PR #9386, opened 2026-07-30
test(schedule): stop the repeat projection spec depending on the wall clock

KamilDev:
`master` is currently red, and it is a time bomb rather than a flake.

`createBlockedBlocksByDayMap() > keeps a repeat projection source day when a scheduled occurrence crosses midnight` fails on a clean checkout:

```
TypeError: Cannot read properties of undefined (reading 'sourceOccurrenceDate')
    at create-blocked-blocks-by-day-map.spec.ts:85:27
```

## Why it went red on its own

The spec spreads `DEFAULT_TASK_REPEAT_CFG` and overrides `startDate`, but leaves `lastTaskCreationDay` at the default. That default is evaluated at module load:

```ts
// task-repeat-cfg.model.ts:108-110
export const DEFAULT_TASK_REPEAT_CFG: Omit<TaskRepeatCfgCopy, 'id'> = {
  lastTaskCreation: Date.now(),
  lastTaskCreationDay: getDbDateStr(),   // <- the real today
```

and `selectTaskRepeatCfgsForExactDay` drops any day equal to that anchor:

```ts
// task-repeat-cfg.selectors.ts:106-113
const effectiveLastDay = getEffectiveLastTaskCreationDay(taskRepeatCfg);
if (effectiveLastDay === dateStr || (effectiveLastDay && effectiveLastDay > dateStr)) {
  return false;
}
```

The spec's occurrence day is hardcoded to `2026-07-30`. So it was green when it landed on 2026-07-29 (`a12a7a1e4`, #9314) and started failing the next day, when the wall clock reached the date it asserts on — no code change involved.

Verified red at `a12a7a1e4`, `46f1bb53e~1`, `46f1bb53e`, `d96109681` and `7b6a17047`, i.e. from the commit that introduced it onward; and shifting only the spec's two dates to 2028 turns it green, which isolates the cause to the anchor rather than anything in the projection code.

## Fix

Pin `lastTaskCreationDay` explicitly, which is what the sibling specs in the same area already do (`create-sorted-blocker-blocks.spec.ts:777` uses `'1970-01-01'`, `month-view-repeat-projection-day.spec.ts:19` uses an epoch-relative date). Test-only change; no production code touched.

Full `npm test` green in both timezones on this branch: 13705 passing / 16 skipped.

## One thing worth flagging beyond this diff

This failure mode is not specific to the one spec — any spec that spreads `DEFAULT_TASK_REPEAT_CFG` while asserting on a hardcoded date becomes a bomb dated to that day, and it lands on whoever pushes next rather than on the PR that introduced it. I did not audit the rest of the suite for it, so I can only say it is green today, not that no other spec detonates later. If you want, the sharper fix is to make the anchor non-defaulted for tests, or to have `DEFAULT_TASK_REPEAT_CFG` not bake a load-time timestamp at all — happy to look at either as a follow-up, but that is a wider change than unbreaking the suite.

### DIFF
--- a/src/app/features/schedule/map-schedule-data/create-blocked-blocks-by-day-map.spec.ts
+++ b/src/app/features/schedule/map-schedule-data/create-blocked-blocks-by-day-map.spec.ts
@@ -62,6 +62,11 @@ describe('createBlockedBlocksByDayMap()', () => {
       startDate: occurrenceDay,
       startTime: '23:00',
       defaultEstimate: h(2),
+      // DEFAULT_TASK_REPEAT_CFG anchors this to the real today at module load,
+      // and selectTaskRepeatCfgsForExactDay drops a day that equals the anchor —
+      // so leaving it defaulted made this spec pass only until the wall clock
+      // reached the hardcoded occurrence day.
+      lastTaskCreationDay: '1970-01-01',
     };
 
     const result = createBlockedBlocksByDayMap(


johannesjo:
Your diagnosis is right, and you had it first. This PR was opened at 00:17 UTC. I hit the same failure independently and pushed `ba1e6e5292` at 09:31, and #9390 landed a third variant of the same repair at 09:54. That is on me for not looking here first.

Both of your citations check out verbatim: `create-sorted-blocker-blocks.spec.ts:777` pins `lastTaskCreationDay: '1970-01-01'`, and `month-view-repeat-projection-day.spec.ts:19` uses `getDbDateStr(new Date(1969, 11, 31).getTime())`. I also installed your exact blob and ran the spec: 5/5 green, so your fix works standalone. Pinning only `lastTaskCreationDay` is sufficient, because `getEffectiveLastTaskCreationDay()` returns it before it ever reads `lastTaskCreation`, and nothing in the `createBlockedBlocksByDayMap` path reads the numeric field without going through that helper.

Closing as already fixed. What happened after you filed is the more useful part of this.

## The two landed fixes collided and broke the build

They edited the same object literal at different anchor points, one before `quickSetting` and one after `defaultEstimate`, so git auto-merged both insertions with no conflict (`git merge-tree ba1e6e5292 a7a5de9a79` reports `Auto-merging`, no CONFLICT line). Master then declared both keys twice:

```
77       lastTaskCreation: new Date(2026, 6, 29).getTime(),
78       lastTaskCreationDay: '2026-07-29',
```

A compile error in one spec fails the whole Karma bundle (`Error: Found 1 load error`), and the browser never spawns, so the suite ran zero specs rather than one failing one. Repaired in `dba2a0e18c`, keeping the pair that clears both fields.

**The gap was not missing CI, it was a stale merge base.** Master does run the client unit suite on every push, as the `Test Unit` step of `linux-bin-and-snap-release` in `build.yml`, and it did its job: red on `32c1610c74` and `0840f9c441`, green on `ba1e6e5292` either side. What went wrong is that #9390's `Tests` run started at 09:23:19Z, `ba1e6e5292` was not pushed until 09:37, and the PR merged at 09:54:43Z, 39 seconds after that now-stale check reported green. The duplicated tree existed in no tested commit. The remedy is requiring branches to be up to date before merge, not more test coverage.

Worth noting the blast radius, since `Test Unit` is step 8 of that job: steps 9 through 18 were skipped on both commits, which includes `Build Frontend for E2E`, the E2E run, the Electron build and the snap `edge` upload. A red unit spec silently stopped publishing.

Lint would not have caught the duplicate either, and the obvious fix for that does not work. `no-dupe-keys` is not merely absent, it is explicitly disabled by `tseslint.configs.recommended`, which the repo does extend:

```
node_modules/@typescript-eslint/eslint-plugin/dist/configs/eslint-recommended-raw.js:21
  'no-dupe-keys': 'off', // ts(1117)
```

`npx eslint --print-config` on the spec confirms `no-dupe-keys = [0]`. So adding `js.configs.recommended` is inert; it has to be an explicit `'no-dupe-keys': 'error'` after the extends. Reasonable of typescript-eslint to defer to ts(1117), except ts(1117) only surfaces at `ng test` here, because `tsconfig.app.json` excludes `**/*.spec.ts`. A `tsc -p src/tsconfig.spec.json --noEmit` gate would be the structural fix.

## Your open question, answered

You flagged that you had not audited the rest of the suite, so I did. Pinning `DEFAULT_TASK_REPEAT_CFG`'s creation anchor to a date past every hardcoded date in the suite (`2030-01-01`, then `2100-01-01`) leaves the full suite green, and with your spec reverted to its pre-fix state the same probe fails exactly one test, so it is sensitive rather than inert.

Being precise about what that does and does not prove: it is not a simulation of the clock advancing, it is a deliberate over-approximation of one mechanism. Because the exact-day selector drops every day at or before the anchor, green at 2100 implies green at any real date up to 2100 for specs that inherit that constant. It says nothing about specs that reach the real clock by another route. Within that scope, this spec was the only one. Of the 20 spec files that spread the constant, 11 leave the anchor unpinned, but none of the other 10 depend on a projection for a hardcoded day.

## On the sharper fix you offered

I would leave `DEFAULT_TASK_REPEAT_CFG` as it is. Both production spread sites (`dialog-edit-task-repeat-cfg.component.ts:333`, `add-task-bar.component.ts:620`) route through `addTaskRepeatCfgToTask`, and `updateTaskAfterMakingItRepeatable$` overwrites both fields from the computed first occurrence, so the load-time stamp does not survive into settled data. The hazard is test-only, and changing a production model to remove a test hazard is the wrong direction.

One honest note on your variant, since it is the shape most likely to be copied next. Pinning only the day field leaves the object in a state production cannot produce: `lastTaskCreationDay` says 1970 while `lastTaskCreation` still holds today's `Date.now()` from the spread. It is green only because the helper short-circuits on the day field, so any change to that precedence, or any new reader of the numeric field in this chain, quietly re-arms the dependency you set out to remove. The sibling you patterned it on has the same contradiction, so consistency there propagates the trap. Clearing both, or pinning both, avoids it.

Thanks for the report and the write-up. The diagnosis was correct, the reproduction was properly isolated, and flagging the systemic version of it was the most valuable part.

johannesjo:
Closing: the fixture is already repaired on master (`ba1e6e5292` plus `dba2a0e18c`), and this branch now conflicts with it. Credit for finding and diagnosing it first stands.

======

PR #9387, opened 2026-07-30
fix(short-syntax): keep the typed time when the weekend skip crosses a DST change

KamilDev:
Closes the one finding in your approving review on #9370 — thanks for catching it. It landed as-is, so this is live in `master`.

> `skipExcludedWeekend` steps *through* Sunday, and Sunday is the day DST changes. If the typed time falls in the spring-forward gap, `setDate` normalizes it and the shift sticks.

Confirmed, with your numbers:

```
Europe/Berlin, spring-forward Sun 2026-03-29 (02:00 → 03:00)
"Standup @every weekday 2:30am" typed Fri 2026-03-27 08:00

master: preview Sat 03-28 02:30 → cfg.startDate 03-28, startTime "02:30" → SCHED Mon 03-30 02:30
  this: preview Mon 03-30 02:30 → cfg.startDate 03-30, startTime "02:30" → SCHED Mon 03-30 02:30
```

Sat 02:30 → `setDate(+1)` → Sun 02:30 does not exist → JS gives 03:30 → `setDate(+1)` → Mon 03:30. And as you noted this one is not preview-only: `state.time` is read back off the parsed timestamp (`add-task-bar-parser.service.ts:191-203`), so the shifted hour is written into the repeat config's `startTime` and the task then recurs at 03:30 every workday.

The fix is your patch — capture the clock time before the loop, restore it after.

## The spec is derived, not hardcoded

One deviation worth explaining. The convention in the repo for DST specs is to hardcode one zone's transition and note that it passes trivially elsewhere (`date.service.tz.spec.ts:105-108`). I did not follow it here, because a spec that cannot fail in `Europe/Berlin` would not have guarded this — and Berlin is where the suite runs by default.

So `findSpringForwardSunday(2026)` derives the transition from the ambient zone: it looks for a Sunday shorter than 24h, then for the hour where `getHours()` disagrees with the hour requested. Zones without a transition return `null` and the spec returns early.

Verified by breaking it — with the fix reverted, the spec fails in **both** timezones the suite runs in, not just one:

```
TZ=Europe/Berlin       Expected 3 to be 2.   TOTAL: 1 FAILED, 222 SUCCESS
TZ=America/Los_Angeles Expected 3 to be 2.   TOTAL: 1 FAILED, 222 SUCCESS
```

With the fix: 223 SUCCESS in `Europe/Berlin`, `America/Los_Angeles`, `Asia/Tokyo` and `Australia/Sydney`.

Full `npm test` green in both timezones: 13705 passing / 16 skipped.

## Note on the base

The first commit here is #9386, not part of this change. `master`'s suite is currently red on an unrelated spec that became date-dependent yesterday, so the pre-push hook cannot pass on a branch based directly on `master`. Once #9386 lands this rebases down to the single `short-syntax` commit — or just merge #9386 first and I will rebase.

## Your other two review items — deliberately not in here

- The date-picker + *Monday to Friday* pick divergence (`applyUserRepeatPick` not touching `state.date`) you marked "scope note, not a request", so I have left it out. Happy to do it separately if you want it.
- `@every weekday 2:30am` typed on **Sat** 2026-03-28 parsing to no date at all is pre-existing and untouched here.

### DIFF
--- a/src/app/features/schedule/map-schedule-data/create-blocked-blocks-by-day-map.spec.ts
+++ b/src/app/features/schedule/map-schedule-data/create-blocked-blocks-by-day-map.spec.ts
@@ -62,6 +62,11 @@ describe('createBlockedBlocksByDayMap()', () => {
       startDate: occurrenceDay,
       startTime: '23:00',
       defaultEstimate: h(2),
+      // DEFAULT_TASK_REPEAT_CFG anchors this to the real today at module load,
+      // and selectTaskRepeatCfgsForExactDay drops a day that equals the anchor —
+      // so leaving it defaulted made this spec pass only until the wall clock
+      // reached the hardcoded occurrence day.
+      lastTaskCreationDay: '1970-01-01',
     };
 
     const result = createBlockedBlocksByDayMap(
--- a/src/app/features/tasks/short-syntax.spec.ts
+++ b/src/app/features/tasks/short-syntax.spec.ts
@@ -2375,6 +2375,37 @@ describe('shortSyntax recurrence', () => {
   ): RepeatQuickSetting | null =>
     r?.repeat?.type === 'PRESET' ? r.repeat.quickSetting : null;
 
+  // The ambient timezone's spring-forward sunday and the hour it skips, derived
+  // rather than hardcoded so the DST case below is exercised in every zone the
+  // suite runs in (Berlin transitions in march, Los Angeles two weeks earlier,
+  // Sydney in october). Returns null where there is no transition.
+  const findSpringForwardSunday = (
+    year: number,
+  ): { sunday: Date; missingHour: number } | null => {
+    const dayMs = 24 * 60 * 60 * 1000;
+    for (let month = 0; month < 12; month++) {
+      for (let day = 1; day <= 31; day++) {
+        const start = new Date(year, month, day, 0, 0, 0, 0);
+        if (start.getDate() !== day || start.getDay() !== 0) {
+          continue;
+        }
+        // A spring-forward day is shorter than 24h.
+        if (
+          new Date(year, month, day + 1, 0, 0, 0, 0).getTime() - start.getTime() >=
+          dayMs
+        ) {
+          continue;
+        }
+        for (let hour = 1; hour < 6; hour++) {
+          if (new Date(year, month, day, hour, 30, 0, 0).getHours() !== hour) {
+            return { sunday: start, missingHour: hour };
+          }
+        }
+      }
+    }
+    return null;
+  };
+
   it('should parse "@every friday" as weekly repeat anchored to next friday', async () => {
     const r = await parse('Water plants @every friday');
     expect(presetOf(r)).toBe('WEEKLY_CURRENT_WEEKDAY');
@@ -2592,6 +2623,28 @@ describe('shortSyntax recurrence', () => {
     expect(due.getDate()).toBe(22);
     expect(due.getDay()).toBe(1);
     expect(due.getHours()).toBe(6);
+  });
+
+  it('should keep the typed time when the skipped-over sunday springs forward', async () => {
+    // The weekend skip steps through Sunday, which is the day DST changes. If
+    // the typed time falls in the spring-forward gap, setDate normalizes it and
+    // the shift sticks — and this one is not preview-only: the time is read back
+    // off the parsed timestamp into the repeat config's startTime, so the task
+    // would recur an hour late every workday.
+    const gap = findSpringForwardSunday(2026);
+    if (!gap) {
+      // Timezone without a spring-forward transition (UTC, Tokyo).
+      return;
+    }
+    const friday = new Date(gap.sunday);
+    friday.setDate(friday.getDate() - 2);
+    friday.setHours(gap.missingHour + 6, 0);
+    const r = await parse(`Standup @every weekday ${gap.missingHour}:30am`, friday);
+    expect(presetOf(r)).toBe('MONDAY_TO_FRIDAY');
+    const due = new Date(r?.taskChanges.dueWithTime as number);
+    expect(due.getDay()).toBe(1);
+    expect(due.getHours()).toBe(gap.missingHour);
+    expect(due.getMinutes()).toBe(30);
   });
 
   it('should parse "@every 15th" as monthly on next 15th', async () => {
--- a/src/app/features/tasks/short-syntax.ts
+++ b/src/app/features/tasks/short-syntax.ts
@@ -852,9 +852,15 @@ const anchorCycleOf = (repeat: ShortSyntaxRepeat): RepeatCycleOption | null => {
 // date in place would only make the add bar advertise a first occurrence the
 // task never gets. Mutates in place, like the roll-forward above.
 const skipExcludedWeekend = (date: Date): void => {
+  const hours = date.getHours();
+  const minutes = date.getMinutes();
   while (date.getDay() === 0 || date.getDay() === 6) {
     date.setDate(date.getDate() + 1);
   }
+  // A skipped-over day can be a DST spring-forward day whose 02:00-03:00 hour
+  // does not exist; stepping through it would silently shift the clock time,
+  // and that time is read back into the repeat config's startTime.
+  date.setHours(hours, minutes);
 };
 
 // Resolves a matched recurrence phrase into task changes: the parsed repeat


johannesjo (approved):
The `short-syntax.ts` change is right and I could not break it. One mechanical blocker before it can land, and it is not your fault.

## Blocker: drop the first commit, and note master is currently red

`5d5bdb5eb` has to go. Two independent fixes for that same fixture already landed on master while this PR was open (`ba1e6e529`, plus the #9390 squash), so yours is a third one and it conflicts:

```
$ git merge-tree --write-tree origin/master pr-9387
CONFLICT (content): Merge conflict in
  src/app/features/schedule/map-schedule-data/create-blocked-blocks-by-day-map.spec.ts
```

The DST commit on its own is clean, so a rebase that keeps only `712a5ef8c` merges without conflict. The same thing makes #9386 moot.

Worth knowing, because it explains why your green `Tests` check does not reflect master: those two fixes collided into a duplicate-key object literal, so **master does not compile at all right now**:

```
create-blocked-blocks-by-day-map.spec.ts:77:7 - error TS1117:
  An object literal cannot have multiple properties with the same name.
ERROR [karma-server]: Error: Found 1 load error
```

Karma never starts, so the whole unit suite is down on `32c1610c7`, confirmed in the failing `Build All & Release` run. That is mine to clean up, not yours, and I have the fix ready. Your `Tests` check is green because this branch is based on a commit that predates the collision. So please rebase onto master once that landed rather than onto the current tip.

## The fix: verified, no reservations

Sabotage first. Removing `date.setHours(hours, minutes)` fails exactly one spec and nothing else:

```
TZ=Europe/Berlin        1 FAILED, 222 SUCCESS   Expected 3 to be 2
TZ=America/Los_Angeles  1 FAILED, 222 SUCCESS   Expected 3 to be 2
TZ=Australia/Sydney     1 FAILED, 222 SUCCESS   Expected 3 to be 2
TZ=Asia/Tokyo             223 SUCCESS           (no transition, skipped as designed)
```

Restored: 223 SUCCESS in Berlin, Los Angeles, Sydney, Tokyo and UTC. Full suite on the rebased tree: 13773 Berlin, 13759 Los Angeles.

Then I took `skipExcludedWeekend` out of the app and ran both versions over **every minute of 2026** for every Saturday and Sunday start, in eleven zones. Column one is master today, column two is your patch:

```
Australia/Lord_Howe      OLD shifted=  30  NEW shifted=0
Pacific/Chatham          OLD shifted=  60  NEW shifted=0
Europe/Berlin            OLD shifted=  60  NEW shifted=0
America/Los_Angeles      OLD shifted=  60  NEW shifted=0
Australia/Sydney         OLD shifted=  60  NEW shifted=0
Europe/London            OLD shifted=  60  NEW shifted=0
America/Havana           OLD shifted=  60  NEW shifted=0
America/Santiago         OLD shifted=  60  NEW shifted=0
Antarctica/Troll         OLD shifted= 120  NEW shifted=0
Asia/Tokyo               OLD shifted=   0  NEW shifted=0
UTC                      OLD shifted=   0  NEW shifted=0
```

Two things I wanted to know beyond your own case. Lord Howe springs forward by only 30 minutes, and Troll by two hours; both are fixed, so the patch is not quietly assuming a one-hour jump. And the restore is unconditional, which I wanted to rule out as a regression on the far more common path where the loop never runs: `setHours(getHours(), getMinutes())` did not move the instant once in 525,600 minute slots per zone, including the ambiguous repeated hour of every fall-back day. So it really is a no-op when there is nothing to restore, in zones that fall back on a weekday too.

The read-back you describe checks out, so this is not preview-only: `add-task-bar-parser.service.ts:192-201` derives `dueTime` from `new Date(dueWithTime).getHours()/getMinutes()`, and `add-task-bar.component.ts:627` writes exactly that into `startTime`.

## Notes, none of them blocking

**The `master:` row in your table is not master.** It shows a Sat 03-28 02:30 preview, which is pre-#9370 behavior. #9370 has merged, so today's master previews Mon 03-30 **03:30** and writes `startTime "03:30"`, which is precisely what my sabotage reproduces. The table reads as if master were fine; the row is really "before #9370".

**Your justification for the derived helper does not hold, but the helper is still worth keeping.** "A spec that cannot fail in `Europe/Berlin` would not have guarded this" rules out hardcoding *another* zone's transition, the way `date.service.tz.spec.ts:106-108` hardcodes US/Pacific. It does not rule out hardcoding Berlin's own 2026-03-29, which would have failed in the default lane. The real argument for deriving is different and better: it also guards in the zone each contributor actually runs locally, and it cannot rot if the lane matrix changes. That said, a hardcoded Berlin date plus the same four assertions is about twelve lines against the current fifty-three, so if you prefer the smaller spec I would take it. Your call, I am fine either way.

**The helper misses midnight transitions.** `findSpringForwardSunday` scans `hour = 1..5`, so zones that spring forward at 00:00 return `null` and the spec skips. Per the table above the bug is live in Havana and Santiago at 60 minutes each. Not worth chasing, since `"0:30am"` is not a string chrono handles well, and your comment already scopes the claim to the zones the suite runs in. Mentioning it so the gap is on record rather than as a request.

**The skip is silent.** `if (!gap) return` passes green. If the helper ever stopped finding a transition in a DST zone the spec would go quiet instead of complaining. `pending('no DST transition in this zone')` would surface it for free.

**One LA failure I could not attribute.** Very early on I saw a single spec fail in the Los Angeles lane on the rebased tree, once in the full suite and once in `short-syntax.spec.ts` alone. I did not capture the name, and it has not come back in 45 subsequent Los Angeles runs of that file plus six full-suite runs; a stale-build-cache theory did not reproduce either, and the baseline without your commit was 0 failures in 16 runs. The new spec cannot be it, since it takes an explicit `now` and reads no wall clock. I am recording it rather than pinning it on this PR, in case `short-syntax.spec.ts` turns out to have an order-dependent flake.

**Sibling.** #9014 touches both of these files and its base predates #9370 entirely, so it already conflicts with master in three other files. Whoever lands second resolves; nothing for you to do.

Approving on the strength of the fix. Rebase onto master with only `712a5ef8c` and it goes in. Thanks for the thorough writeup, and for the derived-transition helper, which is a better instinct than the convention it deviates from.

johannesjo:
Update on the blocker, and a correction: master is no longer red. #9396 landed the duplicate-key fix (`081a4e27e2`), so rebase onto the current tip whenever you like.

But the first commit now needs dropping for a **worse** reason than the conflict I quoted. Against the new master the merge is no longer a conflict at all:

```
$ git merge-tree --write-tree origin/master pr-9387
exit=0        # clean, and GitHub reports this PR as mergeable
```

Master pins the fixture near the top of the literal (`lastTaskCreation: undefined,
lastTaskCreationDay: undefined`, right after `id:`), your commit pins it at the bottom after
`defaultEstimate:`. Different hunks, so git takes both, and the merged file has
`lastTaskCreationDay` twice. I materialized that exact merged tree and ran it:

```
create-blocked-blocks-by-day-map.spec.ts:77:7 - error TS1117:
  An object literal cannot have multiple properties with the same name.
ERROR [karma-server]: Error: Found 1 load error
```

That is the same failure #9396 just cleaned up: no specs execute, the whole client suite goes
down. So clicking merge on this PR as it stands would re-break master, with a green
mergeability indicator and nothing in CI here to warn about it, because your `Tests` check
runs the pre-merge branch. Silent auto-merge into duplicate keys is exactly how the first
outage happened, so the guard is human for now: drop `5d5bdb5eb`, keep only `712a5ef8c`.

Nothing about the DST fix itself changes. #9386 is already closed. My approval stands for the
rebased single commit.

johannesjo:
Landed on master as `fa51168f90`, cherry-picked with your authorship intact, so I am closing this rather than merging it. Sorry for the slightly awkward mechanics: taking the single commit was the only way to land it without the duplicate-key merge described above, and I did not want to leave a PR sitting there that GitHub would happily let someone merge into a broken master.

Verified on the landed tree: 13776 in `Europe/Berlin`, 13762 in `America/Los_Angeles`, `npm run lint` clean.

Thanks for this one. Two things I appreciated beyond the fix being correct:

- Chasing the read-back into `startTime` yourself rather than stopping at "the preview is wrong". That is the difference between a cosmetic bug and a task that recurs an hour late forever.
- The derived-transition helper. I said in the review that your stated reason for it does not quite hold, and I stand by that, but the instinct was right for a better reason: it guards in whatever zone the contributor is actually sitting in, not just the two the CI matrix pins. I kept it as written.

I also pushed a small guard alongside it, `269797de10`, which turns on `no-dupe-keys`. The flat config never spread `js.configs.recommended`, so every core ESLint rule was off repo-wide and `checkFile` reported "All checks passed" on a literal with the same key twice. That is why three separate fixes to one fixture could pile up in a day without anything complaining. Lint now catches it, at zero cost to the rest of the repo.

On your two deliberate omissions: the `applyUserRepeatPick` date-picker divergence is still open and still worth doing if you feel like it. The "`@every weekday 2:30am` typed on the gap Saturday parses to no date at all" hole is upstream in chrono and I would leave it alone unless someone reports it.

======

> [TASK BRIEF]: All lines in the listing above from the line containing "Your diagnosis is" to the line containing "## The two landed", inclusive, should be retyped exactly; no other lines should appear.

> [ANSWER]:
Your diagnosis is right, and you had it first. This PR was opened at 00:17 UTC. I hit the same failure independently and pushed `ba1e6e5292` at 09:31, and #9390 landed a third variant of the same repair at 09:54. That is on me for not looking here first.

Both of your citations check out verbatim: `create-sorted-blocker-blocks.spec.ts:777` pins `lastTaskCreationDay: '1970-01-01'`, and `month-view-repeat-projection-day.spec.ts:19` uses `getDbDateStr(new Date(1969, 11, 31).getTime())`. I also installed your exact blob and ran the spec: 5/5 green, so your fix works standalone. Pinning only `lastTaskCreationDay` is sufficient, because `getEffectiveLastTaskCreationDay()` returns it before it ever reads `lastTaskCreation`, and nothing in the `createBlockedBlocksByDayMap` path reads the numeric field without going through that helper.

Closing as already fixed. What happened after you filed is the more useful part of this.

## The two landed fixes collided and broke the build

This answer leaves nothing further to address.